When I got the Sub 2000 one thing I noticed right away was when pulling back on the charging handle to load the chamber, I had to pull back hard on the handle to get it to charge. Is this normal? Is it supposed to be like that? And does the Recoilless Charging Handle take care of that issue? If not, what else can I do to make it easier to pull the charger? Thanks.
What i noticed when first operating mine is that the bolt & tube are not very smoothly interacting, so you may feel some drag because of that, and feel free to lubricate liberally. The spring provides all the tension though, and will probably get easier as you break everything in.
The recoiless handle may make that pull feel easier, but wont change the actual effort required.
It gets easier. The charging handles relieve the grip. But it loosens up a fair bit with use.
Same thing with mine. I put the MCARBO two finger grip w/pads charging handle on and it helped a bit, other than that I run the bolt really wet with hoppes #9. every couple of hundred rds or so I notice it is starting to get a bit better. And to clarify, when I say wet it doesnt mean dripping off. it means well coated with a bit added to the inside of the buffer tube before reassembly.
That’s interesting. To me, Hoppes is a powder solvent. I have it, but I’ve only used it to uncover rifling in some seemingly never cleaned rifle bores.
The lube suggestion makes absolute sense. I would favor a “dry” lube from my inventory for this application. I use Eezox for this purpose.
@Rob2 … I’m thinking you choose Hoppes as a form of firing line air freshener?

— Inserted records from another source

PR #19025, opened 2017-10-04
ui: add explanatory comment to install link

couchand:
I went back to check that #18986 had hit every docs link in `pkg/ui` and saw that this one wasn't using `util/docs`.  There's a good reason for that, but since it might not be immediately obvious to everyone in the future, I added a comment.


vilterp:
:lgtm:

---

Reviewed 1 of 1 files at r1.

---



*Comments from [Reviewable](https://reviewable.io:443/reviews/cockroachdb/cockroach/19025#-:-KvblaEf-dFdoz5U5K1P:bnfp4nl)*

PR #19026, opened 2017-10-04
ui: replace checked-in typing of dagre-layout w/ DefinitelyTyped version

### LINKED ISSUE #19003: ui: use TypeScript declarations from DefinitelyTyped for dagre-layout, once they exist
For the [command-queue PR](https://github.com/cockroachdb/cockroach/pull/18344), I checked in typescript definitions for dagre-layout, since they weren't in DefinitelyTyped. I've now opened a PR to add them to DefinitelyTyped: https://github.com/DefinitelyTyped/DefinitelyTyped/pull/20257

Once this merges, we should delete the checked-in version from our repo.

vilterp:
My PR to add types for `dagre-layout` to DefinitelyTyped was added; now they no longer need to be checked in.

Fixes #19003


couchand (approved):

benesch:
Heads up: typings should go in dev dependencies, not dependencies. This doesn't matter yet, but will after #18349 lands. (Hopefully the error message is obvious enough; the build will fail if you add a package to the wrong place.)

Two things help. Lube (dry lube) and the double handle. Before I did those 2 things I stuck the butt of the rifle on the bathroom scales and pushed down on the handle. It read close to 40 Lbs. to push it all the way. That is really hard on one finger!
Yes, it’s normal. This is a blowback weapon and the recoil spring has to be stout. You can make the tube less ‘gritty’ by checking for burrs, especially around the charging handle slot, and filing them down, and by polishing it with fine steel wool. That’s not going to make it much easier to pull but does reduce wear.

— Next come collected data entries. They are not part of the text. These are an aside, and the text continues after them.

PR #19034, opened 2017-10-04
distsql: check for within 1ulp instead of truncating for decimal comparisons in TestDistAggregationTable

richardwu:
As noted by @RaduBerinde in
https://github.com/cockroachdb/cockroach/pull/18978#discussion_r142716315,
truncating the local and non-local decimal results to 19 precision still
misses an edge case (e.g. when the last two decimal places are 19 and
20).

@mjibson pointed out a test case in the apd package that checks that two decimals
are within 1ulp for some high-precision decimal calculations. This PR
uses the same idiom to check for decimal results that are within 1ulp
which was deemed as an acceptable threshold.

If we happen to discover that 1ulp is not lax enough, we can increase it to a
higher threshold.

### DIFF
--- a/pkg/sql/distsqlplan/aggregator_funcs_test.go
+++ b/pkg/sql/distsqlplan/aggregator_funcs_test.go
@@ -16,11 +16,11 @@ package distsqlplan
 
 import (
 	"fmt"
+	"math/big"
 	"testing"
 
 	"golang.org/x/net/context"
 
-	"github.com/cockroachdb/apd"
 	"github.com/cockroachdb/cockroach/pkg/base"
 	"github.com/cockroachdb/cockroach/pkg/internal/client"
 	"github.com/cockroachdb/cockroach/pkg/sql/distsqlrun"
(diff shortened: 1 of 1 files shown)


madelynnblue (approved):
LGTM. Did you stress this to make sure it works?

richardwu:
Yup, stressed test for a few minutes with decimal variance calculations.

RaduBerinde:
LGTM

> If we happen to discover that 1ulp is not lax enough, we can increase it to a
higher threshold.

Technically, that would be a bug no? We should use as much internal precision as necessary to guarantee 1ulp

---

---



*Comments from [Reviewable](https://reviewable.io:443/reviews/cockroachdb/cockroach/19034#-:-KvdJ3k30UZrhK5mPupl:b-5ccjqq)*

richardwu:
I haven't fully gone through the derivation of the [parallel algorithm](http://prod.sandia.gov/techlib/access-control.cgi/2008/086212.pdf) from the [local algorithm](https://www.johndcook.com/blog/standard_deviation/) for `STDDEV/VARIANCE`, but it appears they're mathematically sound thus we should expect an allowable max 1ulp difference. I'll update the commit message.

---

---



*Comments from [Reviewable](https://reviewable.io:443/reviews/cockroachdb/cockroach/19034#-:-KvdKqaSitVoFPExqvsB:b-5m050a)*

The extended charging handle gives you more leverage and grip but no reduction of recoil. The recoiless charging handle gives better grip but no extra leverage or recoil reduction.
I don’t use Hoppe’s No. 9 for lubrication, it’s only a cleaner - you’d have to use gun oil after using Hoppe’s. Maybe @Rob2 was mistaking it for CLP which is a cleaner and lubricant. I use silicone spray lube that dries - it doesn’t attract dirt, burnt powder, etc. IMO using a lot of lube during break-in (the first 200-300 rounds) makes sense but after that is probably not a good idea. It won’t hurt anything but it doesn’t really help either, and is messier.
Folks, great read here and great question/answer of which I hadn’t realize overall the charging handle resistance variances.
I really like the way it’s set up, but being a novice just went with it out of the box, bought the recoil buffer but never installed it yet, I have no strong issue with the recoil.
As mentioned herein, for me I’ve always use a wet lubricant and never even thought of using a dry lubricant and now would like to know more about that, for example, does it make a difference. I’ve grown fond of G96, I put that Shot on everything.
It appears I am limiting my options over all theses years. I just stick with what works for me.
Perfect, answered my question.
I misspoke. The recoiless charging handle does give recoil reduction and is easier to grip, but no extra leverage.
It does smell really nice, Like victory. lol I clean my guns every time they are at the range. Gunk never gets a chance to build up. I have looking at dry lubes lately as well
I moved to Eezox because it is a wicked good corrosion preventative and I live in the birthplace of humidity. It is also a wicked awesome dry lube that I’ve been using in place of traditional lubes.
@Dred Is this the dry lube product to which you are referring?
Yes. I also use the non pressurized can in concert with a shaving brush 'cause most firearms only need a few drops TOTAL.
Let it slow you down. Letting it dry is part of proper application.
I like what your selling, I will investigate resourcing some here in CDN.
This I found interesting, appears this product would even work in space from 450°F to -95°.
Great for shaving, great for gun cleaning. I don’t use the good ones on the guns, though. Something like the “portable” one below are handy, they tend to get oily but since you can stow the brush head inside the handle, it keeps things a little cleaner.
I inquired about getting some dry-lube as suggested.
Talked to a supplier today. He said that dry lube is primarily meant for semi-automatic (repeaters) rifles.
What percentage of that statement, in your opinion, is true?